I posted this question to Eater after reading a Eater post concering Cory Lee creating a restaurant where the concept is to present dishes from famous restaurants and chef's around the world:
No doubt that San Francisco Bay Area is a food Mecca. People flock here to eat, kids drop out of school to cook here, young chef’s dream of making it big here. There is no argument there! Has this lead to a state of stale in the food scene? Alice Water introduced us to farm-to-table culture. The word became so popular that it’s now shunned and left the chef’s vocabulary. In its place has come many new generic culinary terms.
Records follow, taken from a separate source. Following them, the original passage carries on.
PR #27844, opened 2019-08-23
Fix gcc 9 warnings in DataFormats

mrodozov:
#### PR description:

Fixes warnings in DataFormats gcc9 IB

#### PR validation:

Builds without warnings. Some warnings were from other packages (PR still open)

### DIFF
--- a/DataFormats/EgammaCandidates/src/Photon.cc
+++ b/DataFormats/EgammaCandidates/src/Photon.cc
@@ -90,6 +90,7 @@ void Photon::setCorrectedEnergy(P4type type, float newEnergy, float delta_e, boo
     case regression1:
       eCorrections_.regression1Energy = newEnergy;
       eCorrections_.regression1EnergyError = delta_e;
+      [[fallthrough]];
     case regression2:
       eCorrections_.regression2Energy = newEnergy;
       eCorrections_.regression2EnergyError = delta_e;
@@ -150,6 +151,7 @@ void Photon::setP4(P4type type, const LorentzVector& p4, float error, bool setTo
     case regression1:
       eCorrections_.regression1P4 = p4;
       eCorrections_.regression1EnergyError = error;
+      [[fallthrough]];
     case regression2:
       eCorrections_.regression2P4 = p4;
       eCorrections_.regression2EnergyError = error;
--- a/DataFormats/EgammaCandidates/src/Photon.cc
+++ b/DataFormats/EgammaCandidates/src/Photon.cc
@@ -90,7 +90,7 @@ void Photon::setCorrectedEnergy(P4type type, float newEnergy, float delta_e, boo
     case regression1:
       eCorrections_.regression1Energy = newEnergy;
       eCorrections_.regression1EnergyError = delta_e;
-      [[fallthrough]];
+      break;
     case regression2:
       eCorrections_.regression2Energy = newEnergy;
       eCorrections_.regression2EnergyError = delta_e;
@@ -151,7 +151,7 @@ void Photon::setP4(P4type type, const LorentzVector& p4, float error, bool setTo
     case regression1:
       eCorrections_.regression1P4 = p4;
       eCorrections_.regression1EnergyError = error;
-      [[fallthrough]];
+      break;
     case regression2:
       eCorrections_.regression2P4 = p4;
       eCorrections_.regression2EnergyError = error;
--- a/DataFormats/EgammaCandidates/src/Photon.cc
+++ b/DataFormats/EgammaCandidates/src/Photon.cc
@@ -90,7 +90,7 @@ void Photon::setCorrectedEnergy(P4type type, float newEnergy, float delta_e, boo
     case regression1:
       eCorrections_.regression1Energy = newEnergy;
       eCorrections_.regression1EnergyError = delta_e;
-      break;
+      [[fallthrough]];
     case regression2:
       eCorrections_.regression2Energy = newEnergy;
       eCorrections_.regression2EnergyError = delta_e;
@@ -151,7 +151,7 @@ void Photon::setP4(P4type type, const LorentzVector& p4, float error, bool setTo
     case regression1:
       eCorrections_.regression1P4 = p4;
       eCorrections_.regression1EnergyError = error;
-      break;
+      [[fallthrough]];
     case regression2:
       eCorrections_.regression2P4 = p4;
       eCorrections_.regression2EnergyError = error;
--- a/DataFormats/HcalCalibObjects/src/HFRecalibration.cc
+++ b/DataFormats/HcalCalibObjects/src/HFRecalibration.cc
@@ -35,7 +35,7 @@ double HFRecalibration::getCorr(int ieta, int depth, double lumi) {
   switch (depth) {
     case 1:
       reCalFactor = (1 + HFParsAB[0][0][ieta] * sqrt(lumi) + HFParsAB[0][1][ieta] * lumi);
-      [[fallthrough]];
+      break;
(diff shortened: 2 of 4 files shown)


mrodozov:
please test

DataFormats/HcalCalibObjects/src/HFRecalibration.cc
```diff
@@ -35,7 +35,7 @@ double HFRecalibration::getCorr(int ieta, int depth, double lumi) {
   switch (depth) {
     case 1:
       reCalFactor = (1 + HFParsAB[0][0][ieta] * sqrt(lumi) + HFParsAB[0][1][ieta] * lumi);
-
+      [[fallthrough]];
```
perrotta: I suspect this wasn't originally supposed to fall through: @abdoulline @igv4321 ?
(maybe a few others in this PR...)

DataFormats/TrackerCommon/src/TrackerTopology.cc
```diff
@@ -396,6 +396,7 @@ SiStripModuleGeometry TrackerTopology::moduleGeometry(const DetId &id) const {
         case 3:
           return SiStripModuleGeometry::W3A;
       }
+      [[fallthrough]];
```
mmusich: I think this should never fall through in real life, though, I would rather break here, after returning an `SiStripModuleGeometry::UNKNOWNGEOMETRY;`

DataFormats/EgammaCandidates/src/Photon.cc
```diff
@@ -90,6 +90,7 @@ void Photon::setCorrectedEnergy(P4type type, float newEnergy, float delta_e, boo
     case regression1:
       eCorrections_.regression1Energy = newEnergy;
       eCorrections_.regression1EnergyError = delta_e;
+      [[fallthrough]];
```
perrotta: Shouldn't it rather break here? @Sam-Harper

DataFormats/EgammaCandidates/src/Photon.cc
```diff
@@ -150,6 +151,7 @@ void Photon::setP4(P4type type, const LorentzVector& p4, float error, bool setTo
     case regression1:
       eCorrections_.regression1P4 = p4;
       eCorrections_.regression1EnergyError = error;
+      [[fallthrough]];
```
perrotta: Shouldn't it rather break here? @Sam-Harper

perrotta:
Once could profit and further remove unneeded ```break``` statements in ```Photon::getCorrectedEnergy``` and ```Photon::getCorrectedEnergyError```

DataFormats/HcalCalibObjects/src/HFRecalibration.cc
abdoulline: @perrotta 
I suppose there had to be "break" originally (apparently forgotten by author), as HF depths are treated separately (method parameter list has "depth" parameter). 
So fall though  doesn't seem to be natural here...

DataFormats/EgammaCandidates/src/Photon.cc
Sam-Harper: yes, this is bug, thanks for pointing this out. Luckily I dont think we use regression1 and its regression2 that is our main correction.  Likewise for comment below

DataFormats/EgammaCandidates/src/Photon.cc
Sam-Harper: yes, see above comment, thanks for spotting!

perrotta:
@mrodozov , all updates have been addressed separately, and it looks like that the correct fix is here in all cases to replace the fallthrough with an apparently forgotten ```break``` statement.
Will you take care of updating this PR accordingly? Or should I do it?

mrodozov:
please test
I understood all four should got to breaks, but not the Photon::* methods reference :/

perrotta:
Thank you @mrodozov, that's correct

The extra update that I suggested (admittently only for the aesthetics) was to remove the ```break;``` statements right after all ```return```'s in both ```Photon::getCorrectedEnergy()``` and ```Photon::getCorrectedEnergyError()``` methods; or alternatively add a ```break;``` also after https://github.com/cms-sw/cmssw/blob/4e417b1ec1d15cda8a076843fbb74910779bd568/DataFormats/EgammaCandidates/src/Photon.cc#L113, just for symmetry,

I won't insist on it, though

perrotta:
@Sam-Harper 
Comparisons show that now all regression2 energy corrections (and errors) are 0, see e.g. RunSinglePh2016B wf136p731:
image

Looking closer at the code, e.g. the two if-blocks starting in https://cmssdt.cern.ch/lxr/source/RecoEgamma/EgammaPhotonAlgos/src/PhotonEnergyCorrector.cc#0141, it seems now to me that probably it was done intentionally to set regression1 and regression2 at the same time. This would be rather convoluted (and error prone), but if so then:
- it was intentional to fall-through at lines L93 and L154 of Photon.cc
- it was not a bug, and therefore the original ```[[fallthrough]];``` directive should be re-stated to replace the ```break;``` statement that I suggested instead as a possible bug fix.

Could you please check and confirm?
If so, I'd ask @mrodozov to revert the changes at  L93 and L154 of Photon.cc: thank you for the patience!

perrotta:
@mrodozov , having checked the code further I'd rather bypass the confirmation of @Sam-Harper (which is however still welcome), and restore your original ```[[fallthrough]]``` directive instead of ```break``` in
- https://github.com/cms-sw/cmssw/pull/27844/files#diff-f552305352bbeeeb4d755958752a43f1R93
- https://github.com/cms-sw/cmssw/pull/27844/files#diff-f552305352bbeeeb4d755958752a43f1R154

At the same time, I'd suggest EGamma people to update their code in a more intuitive way so that you don't have to set ```regression1``` if you actually want to set ```regression2```

Sam-Harper:
Urgh. Yes the photon code is awful and should be burnt. I had wanted to do so but the UL took over sadly.  Sorry for the mix up.

perrotta:
@mrodozov (just in case you missed it, as I see that you modified other similar PR and not this one):
once you revert L93 and L154 of DataFormats/EgammaCandidates/src/Photon.cc to ```[[fallthrough]]```, as it was in your oiginal submission, this PR can get signed by reco

mrodozov:
please test
I missed it indeed

perrotta:
@mrodozov , sorry for noticing only now while going to sign this PR, but the real fix for DataFormats/TrackerCommon/src/TrackerTopology.cc would be replacing the original ```[[fallthrough]];``` (now ```break:```) with:
```C++
  return SiStripModuleGeometry::UNKNOWNGEOMETRY;
```
as also suggested by @mmusich in https://github.com/cms-sw/cmssw/pull/27844#discussion_r317208245
Otherwise, in case ```tidRing(id)``` is not included between 1 and 3 (which should never happen, anyhow) the method doesn't return

mrodozov:
please test

perrotta:
code-checks

perrotta:
+1
- [[fallthrough]] directive inserted in DataFormats/EgammaCandidates/src/Photon.cc, to replicate the identical behaviour as before
- fallthrough replaced by a break in DataFormats/HcalCalibObjects/src/HFRecalibration.cc (bug fix): this could affect HF aging scenarios in Phase2
- fallthrough replaced by a return of UNKNOWNGEOMETRY in DataFormats/TrackerCommon/src/TrackerTopology.cc (logical bug fix, but quite likely never hit): 

pohsun:
+1

fabiocos:
+1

Is/has the tech invasion brought a similarity to food that’s left creativity behind? I eat out about 10 times a month, sometimes more and I’ve noticed over the last few years menu’s using the same ambiguous wording, plating that looks the same, and chef’s themselves looking the same! I’m in the industry so perhaps I have an insider’s POV. I am seeing the death of food culture rather than the birth of something new. Trends kill creativity rather than the popular belief that it enhances it.
Is anyone at Eater thinking about this? Perhaps studying it?
I've been thinking a lot about this over the past serveral months. Working in the industry obviously affords me to see the business quite differently than diners, but I see this "sameness" damaging creativity not fueling more.
Any thoughts on this? Anyone else thinking along these lines?